Grrr...my mums letting him on the beds again and is doing other stuff when there is a dog and hes getting worse for me!
She crosses the road and makes him sit but i make him sit and if he starts to show sighns he will growl i tell him no and he stops but he was getting better now hes getting worse again! She wont listen to me cas apparently hes only naughty for me! But i know its not just me! 
Im begining to give up now! ;,(


----------



## ClaireandDaisy (Jul 4, 2010)

Because we don`t speak Dog - we don`t pick up on the subtle signals dogs give each other - it`s not really possible to predict which dogs worry him. What you do need to do is to teach him an alternative behaviour when he comes across a dog that he is worried by - to avoid or (preferably) to trust you to maintain the peace. 
So - keep him on a long line and recall him when you see another dog. That way you can keep him safe while you work on his socialisation.


----------



## mad_dog_dance (Oct 12, 2010)

I walk him on a long line and call him when dogs come but they usualy come over and say hello and somtimes hes fine but then others i have to physicaly hold him back cas he wants to kill it! But now somtimes he trys to run away when they come to him so im getting confused too


----------



## Deb (Jan 28, 2009)

this sounds just like my collie (have previously posted the problem). Some dogs she jumps and barks at - others she ignores. No rhyme or reason to which ones. We took her to the beach the other day but did not use her ball (she is very ball focused) as we wanted her to try to play with other dogs on the beach. She did join in with them at first and even went into the water which she never does!! She then started to chase other balls but always returned them to the rightful owner. but near the end she tried to pick up a ball belonging to another dog. the other dog didnt do anything but Cassie snapped and barked at her. We moved her straight away and put her back on the lead. Its very embarrassing. When on the lead if she goes passed another dog without jumping and barking we praise her and when she does bark which say NO firmly. Dont know if this is the right way to go about it. I'm just frightened to let her off the lead without her own ball in case it happens again. She did attend puppy socialisation classes and she was absolutley fine - the problem only started recently. I have read somewhere that it could be fear aggression??


----------



## leashedForLife (Nov 1, 2009)

mad_dog_dance said:


> Grrr...my mums letting him on the beds again...

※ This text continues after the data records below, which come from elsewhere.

PR #782, opened 2022-05-03
[FEAT] Adds toast message on {item} collection

newb23:
# Description

Adds a toast message on each {item} collection showing the amount of the item collected.

## Type of change

# How Has This Been Tested?

Test Suites: 12 passed, 12 total
Tests:       103 passed, 103 total
Snapshots:   0 total
Time:        24.951 s
Ran all test suites.
Done in 26.27s.

Local testing through both `yarn test` and local play.

image
image
# Checklist:


adamhannigan:
@newb23 What is the main goal of also showing the toast? Is the current amount that shows not clear enough to the user?

We want avoid too many animations/popups happening as it can get quite distracting for the user

newb23:
Hey @adamhannigan,

Yes, particularly when harvesting and re-planting using a "double-click", the popover text is obfuscated behind/in front of/around the other elements there, making it difficult to see what was actually gained and/or planted.

If the design intent is to limit these notifications, may I instead offer two other pieces of feedback?

1, offer it as a setting for the user? Three states, of: toast only, popover only, or both, and have this setting saved in localStarage as a key.

2, and maybe this regardless of 1, move the popover text further away from the "action", or otherwise make it more apparent? (Green color for the +X string?) Another option I think might work is making it "float" vertically higher then fade out, possibly also with a color change.

Obviously there are a lot of design considerations here, lol. I just wanted to use something both already built into the game as well as unobtrusive as possible, and this was both pleasant and informative, in my eyes.

adamhannigan:
You raise some good points @newb23 It sounds like we are uncovering a root problem.

If the player can't see those values that pop up, we should improve the UI around that area 🙌

spencerdezartsmith:
Great job! The main issue with this toast is on mobile. When you do a lot of actions fast this popover takes up a large part of the screen and stops you from continuing until it goes away. Like @adamhannigan I think we can improve the UI that currently exists.

newb23:
> Great job! The main issue with this toast is on mobile. When you do a lot of actions fast this popover takes up a large part of the screen and stops you from continuing until it goes away. Like @adamhannigan I think we can improve the UI that currently exists.

I completely get this. An alternative, or really, more fuel to the conversation in addition to the "vertically floating numbers" idea I had above, is that I can definitely limit the number of toast messages generated, I just didn't want to chu n too much work in the event the idea itself was rejected, as it partially has!

adamhannigan:
@newb23 Looks like there is still a bit of discussion around whether to add this to the crops or not.

I would suggest for now omitting that part from the PR and we can add the minerals + wood toasts to see how it feels and player's responses 😄

newb23:
> @newb23 Looks like there is still a bit of discussion around whether to add this to the crops or not.
> 
> I would suggest for now omitting that part from the PR and we can add the minerals + wood toasts to see how it feels and player's responses 😄 

@adamhannigan 
Absolutely, I will have this PR'd later this morning. There are any number of combinations of options I can do with this guy, and more than happy to test, try, and retry as needed.

newb23:
@adamhannigan @spencerdezartsmith
Just tagging to let you know this is ready for "player testing" with all comments to date, addressed.

spencerdezartsmith:
Screen Shot 2022-05-16 at 3 32 50 pm

Just tested this and its working well for me. Do you think it makes sense that we use the word for the resource and also the image? I think we should probably be consistent with this and use one or the other. Implementing the word would probably be the easiest here but the icons are probably more accessible given that not all players speak english. Thoughts?

newb23:
@spencerdezartsmith 

I think that your thoughts on both sides are correct. I wonder if we could do both without crowding too much. Something like {resourceName} ({resourcePic}). I would like to try this this, and see how she goes, if it looks gross, I think the universal {resourcePic} is going to be best across the board.

Further, in another PR, I want to attempt to "stack" the amounts gained/spent after a certain maximum. Meaning: once you get to 5 buy/sell "events", add/subtract the next event's total to the 5th element (pun!), so the window doesn't grow so large.

spencerdezartsmith:
> @spencerdezartsmith
> 
> I think that your thoughts on both sides are correct. I wonder if we could do both without crowding too much. Something like {resourceName} ({resourcePic}). I would like to try this this, and see how she goes, if it looks gross, I think the universal {resourcePic} is going to be best across the board.
> 
> Further, in another PR, I want to attempt to "stack" the amounts gained/spent after a certain maximum. Meaning: once you get to 5 buy/sell "events", add/subtract the next event's total to the 5th element (pun!), so the window doesn't grow so large.

Ok sounds like a plan. Please make sure that you test your solutions a lot on mobile screens. This is where we need to be most mindful of crowding. I look forward to seeing what you come up with!

newb23:
@spencerdezartsmith 
This is now ready for your testing with the change to icons in the toast messages. Once/if approved, and people like it, I will work towards another PR addressing "stacking" the toast messages to better utilize space in the event of many separate purchases/crafts/etc, as discussed. (Pic added for crafting an axe. Cheated on the cost though. 😄)

adamhannigan (approved):
LGTM. Nice work!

as several folks have already mentioned - this is a sidelight. 
letting a dog on a bed is not "planting *dominance*" - 
*dominance* is Dog to Dog, humans are nowhere in it - 
it is about RESOURCES, and last it is an EVENT - not a personality trait. 


mad_dog_dance said:


> *bold + underline added - *
> 
> ...[mom] is doing other stuff when there is [another] dog and hes getting worse for me!
> She crosses the road and makes him sit but i make him sit and *if he starts to show signs
> ...


let me guess - U tell him NO, he stops *growling,* 
and U think *that is better IOW improved behavior?* 
it's not - U're uninstalling a critical signal, we NEED growls; 
how else can the dog let dull-witted humans know, "i'm worried", 
"i am really getting scared, here...", or "leave me alone!" 
we need to know How the Dog Feels - growls are key info.

PLEASE please please - 
borrow a copy of Click to Calm preferably or Control Unleashed if that's not available, 
from the local library, if need be via inter-library loan [when the library borrows from another library];
read the how-to protocol, and begin applying it. 
READ "triggers and thresholds" - and get him *away* from his triggers, to keep him under threshold during B-Mod.


----------



## mad_dog_dance (Oct 12, 2010)

I do dog walking for this person with a lab and i take my dog with me because hes fine with her and this day he had another dog for us to walk, so my freind had the lab cas she pulls too much for me to have with my dog and i had my dog on a short lead so he couldnt get to spot (the other dog) spot walked next to me hes fine and eddie (my dog) walled the other side! After a big growl my dog settled down and walked fine. We went to the field and eddie stayed on a medium length lead and spot on a long lead and they just ignored eachother completly!  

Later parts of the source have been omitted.